**What to work on**: Scan the records for "murtaza". Show the matching lines.
- - - - - - -
PR #2954, opened 2025-01-15
Tbt 137 account env vars

tonoyansergey-devt:
Pull Request contains changes related to recaptch Dockerfile that were needed for testing, before merge we need to remove these commits.

### DIFF
--- a/app/styles/app/modules/forms.scss
+++ b/app/styles/app/modules/forms.scss
@@ -166,9 +166,9 @@ textarea {
       display: flex;
       justify-content: left;
       width: auto;
-      height: 80px;
       align-items: center;
       margin-left: 1px;
+      height: 80px;
 
       button {
         order: 1;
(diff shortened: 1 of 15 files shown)


app/styles/app/modules/forms.scss
```diff
@@ -166,7 +166,6 @@ textarea {
       display: flex;
       justify-content: left;
       width: auto;
-      height: 80px;
```
gbarc-dt, line 169: won't it break something else?

gbarc-dt (commented):
tests!

app/styles/app/modules/forms.scss
tonoyansergey-devt: Returned it back.

murtaza-swati (approved):

DominikAlberski:
If staging tests are finished. Please make an interactive rebase on top of master and drop my commits in the process :-) thx!

PR #2958, opened 2025-01-30
sender usage updates

GbArc:


murtaza-swati (changes requested):
@GbArc does this still requires the internal user record in DB to have login/name present? Because as I understand, the main issue would still persist. From Michal comment on the ticket it is stated as:

"the description is empty? We have this 'special ids' known, we can even have short config in travis-web on how to put user names on them (eg cron job / triggered by bot )"

gbarc-dt:
Yes, you need the login/name in the database, there are already such users so why making more and more workarounds

murtaza-swati:
> Yes, you need the login/name in the database, there are already such users so why making more and more workarounds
- - - - - - -
**Solution to this task**:
murtaza-swati (approved):
murtaza-swati (changes requested):
murtaza-swati:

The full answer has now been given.